Un’innovativa tecnica di trattamento per il morbo di Parkinson è stata recentemente adottata presso l’ospedale San Salvatore de L’Aquila. Questa metodica prevede l’uso di elettrodi impiantati nel cervello per ridurre i sintomi motori, come tremori e rigidità, attraverso la stimolazione cerebrale profonda (DBS).
La novità risiede nell’impiego di un casco stereotassico dotato di un avanzato software di simulazione 3D, che consente di pianificare l’intervento con estrema precisione. La DBS è una tecnica consolidata che prevede l’inserimento di elettrodi nei nuclei profondi del cervello, aree coinvolte nel controllo dei movimenti. Questi elettrodi sono collegati a un dispositivo simile a un pacemaker, impiantato sotto la pelle, che invia impulsi elettrici mirati a modulare l’attività cerebrale.

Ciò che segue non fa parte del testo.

PR #40511, opened 2025-09-03
Update Datadog Agent Source List during MSI install

mrafi97:
### What does this PR do?
This PR adds a custom action at the end of a non fleet MSI install that updates the source list to use the path and package located in `C:\ProgramData\Datadog\Installer\packages\datadog-agent\stable`.

### Motivation
https://datadoghq.atlassian.net/browse/WINA-1656

Fleet upgrades can fail when the MSI in `C:\Windows\Installer` or the MSI in the source list cannot be found due them being deleted. This PR should help prevent this as it updates the source list to use an MSI located in a Datadog directory.

Added e2e test that simulates a possible 1612 error environment and then downgrades the Agent.

Manually tested by doing an MSI install. We should see the following in the registry:
image

image


tools/windows/DatadogAgentInstaller/CustomActions/UpdateInstallSourceCustomAction.cs
```diff
@@ -0,0 +1,58 @@
...
+            var proc = session.RunCommand(installerPath, $"package-command datadog-agent updateRegistryInstallSource");
+
+            if (proc.ExitCode != 0)
+            {
+                session.Log($"install script exited with code: {proc.ExitCode}");
+                proc.Close();
+                return ActionResult.Failure;
+            }
+            proc.Close();
+            return ActionResult.Success;
```
julien-lebot: Use `using` scope block to automatically cleanup resources:
```suggestion
            using (var proc = session.RunCommand(installerPath, $"package-command datadog-agent updateRegistryInstallSource"))
            {
                if (proc.ExitCode != 0)
                {
                    session.Log($"install script exited with code: {proc.ExitCode}");
                    return ActionResult.Failure;
                }
                return ActionResult.Success;
            }
```

tools/windows/DatadogAgentInstaller/CustomActions/UpdateInstallSourceCustomAction.cs
```diff
@@ -0,0 +1,58 @@
...
+using Datadog.CustomActions.Native;
+using Datadog.CustomActions.Rollback;
+using Microsoft.Deployment.WindowsInstaller;
+using System;
+using System.Diagnostics;
+using System.IO;
+
+namespace Datadog.CustomActions
+{
+    public class UpdateInstallSourceCustomAction
```
julien-lebot, line 12: **✏️ suggestion:** ‏ We should have unit tests for all custom actions

pkg/fleet/installer/packages/datadog_agent_windows.go
```diff
@@ -798,6 +812,8 @@ func runDatadogAgentPackageCommand(ctx context.Context, command string) (err err
 		return preStopConfigExperimentDatadogAgentBackground(ctx)
 	case "postPromoteConfigExperimentBackground":
 		return postPromoteConfigExperimentDatadogAgentBackground(ctx)
+	case "updateRegistryInstallSource":
+		return updateRegistryInstallSource()
```
julien-lebot, line 820: **❓ question:** ‏ If this command is only called from the MSI, why is it in the installer and not the MSI directly?

mrafi97: I wanted to avoid adding additional Windows API calls to the MSI. I also thought a solution with Go would a be more manageable in the long run, for future cases where this command could be needed.

julien-lebot: Do we actually expect to call `updateRegistryInstallSource` anywhere outside MSI? Today the only caller I see is the MSI custom action. Given that, I’d prefer to keep the MSI API usage inside the MSI CA and drop the Go command. That reduces moving parts during install/repair/uninstall. If we do want reuse outside MSI (fleet remediation, post-install fixes), can we add a real non-MSI call-site or an e2e that exercises it? Otherwise it feels speculative.

clarkb7: The path to the MSI that we are adding to the source list only exists because the Go/fleet code is creating the `Installer/packages/datadog-agent/<version>/<msi>` path. Without that copy we have no need to update the source list. So makes sense to me to keep both sides in the Go code.

I think we should still take a look at WixSharp `ResilientPackage` though.

mrafi97: From my understanding the WixSharp ResilientPackage takes a path and will attempt to create a symbolic/hard link of the original MSI in that path. If that fails it will copy the MSI to the path. It will then update the SOURCELIST property with this new path.

This seems redundant to me though since we are already copying the MSI to `Installer/packages/datadog-agent/<version>/<msi>`, the install source just needs to be updated with its path and package name.

releasenotes/notes/fleet-automation-msi-update-install-source-edbfaccf24bece0f.yaml
```diff
@@ -0,0 +1,3 @@
+enhancements:
+  - |
+    When installing the Agent via MSI, the install source is now updated to the Installer stable package.
```
rtrieu:
```suggestion
    When installing the Agent through MSI, the install source is now updated to the Installer stable package.
```

rtrieu (approved):
Made one suggestion to replace "via" with "through" for translation purposes.

pkg/util/winutil/msi.go
```diff
@@ -0,0 +1,66 @@
...
+	procMsiSourceListForceResExW  = msi.NewProc("MsiSourceListForceResolutionExW")
+)
+
+// MsiSourceListAddSourceEx adds or reorders the set of sources of a patch or product in a specified context.
+// It can also create a source list for a patch that does not exist in the specified context.
+//
+// https://learn.microsoft.com/en-us/windows/win32/api/msi/nf-msi-msisourcelistaddsourceexw
+func MsiSourceListAddSourceEx(productCode string, context uint32, sourceType uint32, src string, index uint32) windows.Errno {
+	r1, _, _ := procMsiSourceListAddSourceExW.Call(
+		uintptr(unsafe.Pointer(windows.StringToUTF16Ptr(productCode))), // szProductCodeOrPatchCode
```
clarkb7: StringToUTF16Ptr is deprecated. Use UTF16PtrFromString instead.

pkg/util/winutil/msi.go
```diff
@@ -0,0 +1,66 @@
...
+	msi                           = windows.NewLazySystemDLL("msi.dll")
+	procMsiSourceListAddSourceExW = msi.NewProc("MsiSourceListAddSourceExW")
+	procMsiSourceListSetInfoW     = msi.NewProc("MsiSourceListSetInfoW")
+	procMsiSourceListForceResExW  = msi.NewProc("MsiSourceListForceResolutionExW")
+)
+
+// MsiSourceListAddSourceEx adds or reorders the set of sources of a patch or product in a specified context.
+// It can also create a source list for a patch that does not exist in the specified context.
+//
+// https://learn.microsoft.com/en-us/windows/win32/api/msi/nf-msi-msisourcelistaddsourceexw
```
clarkb7, line 27: thanks for adding msdn links!

tools/windows/DatadogAgentInstaller/CustomActions/UpdateInstallSourceCustomAction.cs
```diff
@@ -0,0 +1,70 @@
...
+        /// <param name="s">The session object.</param>
+        /// <returns><see cref="ActionResult.Success"/></returns>
+        public static ActionResult UpdateInstallSource(ISession session)
+        {
+            var msiPath = session.Property("DATABASE");
+            // get installer path
+            var installerPath = session.Property("PROJECTLOCATION");
+            installerPath = Path.Combine(installerPath, "bin", "datadog-installer.exe");
+
+            // check if this is a fleet install
```
clarkb7, line 30:
```suggestion
            // check if this is a fleet install
            // fleet install runs the MSI from the package dir so the install source is already set
```

tools/windows/DatadogAgentInstaller/WixSetup/Datadog Agent/AgentCustomActions.cs
```diff
@@ -320,6 +322,21 @@ public AgentCustomActions()
                 .SetProperties(
                     "PROJECTLOCATION=[PROJECTLOCATION], FLEET_INSTALL=[FLEET_INSTALL], DATABASE=[DATABASE]");
 
+            UpdateInstallSource = new CustomAction<CustomActions>(
+                    new Id(nameof(UpdateInstallSource)),
+                    CustomActions.UpdateInstallSource,
+                    Return.check,
+                    When.Before,
+                    Step.InstallFinalize,
```
clarkb7, line 332:
```suggestion
                    // The built-in RegisterProduct action normally sets the install source,
                    // so our action must come after it to take effect.
                    When.Before,
                    Step.InstallFinalize,
```

test/new-e2e/tests/installer/windows/suites/agent-package/upgrade_test.go
```diff
@@ -779,3 +801,34 @@ func (s *testAgentUpgradeSuite) setExperimentMSIArgs(args []string) {
...
+			s.T().Logf("Removed MSI URL Install Source")
+		}
+
+	}
+
+	registryKey = "Registry::HKEY_CLASSES_ROOT\\Installer\\Products\\" + compressedProductCode + "\\SourceList\\Net"
+	err = windowscommon.SetTypedRegistryValue(s.Env().RemoteHost, registryKey, "2", "C:\\Windows\\FakePath", "ExpandString")
+	s.Require().NoError(err)
+	s.T().Logf("Set Fake MSI Install Source")
+
```
clarkb7, line 833: Why do we make these registry changes for this test?

pkg/fleet/installer/packages/datadog_agent_windows.go
```diff
@@ -782,6 +783,19 @@ func postPromoteConfigExperimentDatadogAgentBackground(ctx context.Context) erro
 	return nil
 }
 
+// updateRegistryInstallSource updates the install source and package name to the current stable MSI.
```
clarkb7, line 786:
```suggestion
// updateRegistryInstallSource updates the install source and package name to the current stable MSI.
//
// Called from the MSI to ensure the install source is our copy of the MSI and not the path run by the user.
// This helps ensure the MSI is available even when the original path is a temp dir, which is common
// with remote deployment scripts, or the Windows installer cache was removed for some reason.
```

clarkb7 (approved):

tools/windows/DatadogAgentInstaller/WixSetup/Datadog Agent/AgentCustomActions.cs
```diff
@@ -320,6 +322,21 @@ public AgentCustomActions()
                 .SetProperties(
                     "PROJECTLOCATION=[PROJECTLOCATION], FLEET_INSTALL=[FLEET_INSTALL], DATABASE=[DATABASE]");
 
+            UpdateInstallSource = new CustomAction<CustomActions>(
```
julien-lebot, line 325: We discussed this briefly offline - but I want to make sure it's captured here as well. What happens if the installer rolls back after modifying the source location?

test/new-e2e/tests/installer/windows/suites/agent-package/upgrade_test.go
mrafi97: My goal with the registry changes is to create a scenario where some registry sources are missing or pointing to directories that do not contain an MSI. Basically create a scenario where a 1612 could likely happen without removing the MSI in the Datadog Installer dir

tools/windows/DatadogAgentInstaller/WixSetup/Datadog Agent/AgentCustomActions.cs
mrafi97: I tested this and when a rollback occurs the registry keys are reverted to the same state as before the upgrade. 

I tested this by installing a current Agent version, and then upgrading with the new MSI and setting WIXFAILWHENDEFERRED=1. The install source registry keep their original values from before the rollback.

sblumenthal (approved):

CelianR (approved):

Tuttavia, l’innovazione introdotta a L’Aquila consiste nell’utilizzo del casco stereotassico, che ricostruisce l’anatomia cranica del paziente e permette di simulare l’intervento prima di eseguirlo, ottimizzando il posizionamento degli elettrodi e riducendo al minimo i rischi. Il trattamento è stato effettuato su un paziente sveglio e collaborante, sotto la supervisione del dottor Francesco Abbate, neurochirurgo del reparto diretto dal dottor Alessandro Ricci.

La procedura ha coinvolto anche la dottoressa Patrizia Sucapane, neurologia, e gli anestesisti dottor Marco Vespasiano e dottoressa Donatella Trovarelli, con il supporto del team infermieristico. Questa tecnica rappresenta un fiore all’occhiello della sanità abruzzese e attira pazienti da altre regioni, come Lazio, Campania, Puglia e Sicilia. La Regione ha istituito un percorso diagnostico-terapeutico-assistenziale (Pdta) specifico per la DBS, sottolineando l’importanza di questa innovazione nella cura dei disturbi del movimento.
Con oltre 1,2 milioni di persone affette da Parkinson in Europa e una previsione di raddoppio dei casi entro il 2031, l’adozione di tecnologie avanzate come la DBS con simulazione 3D offre nuove speranze per migliorare la qualità della vita dei pazienti.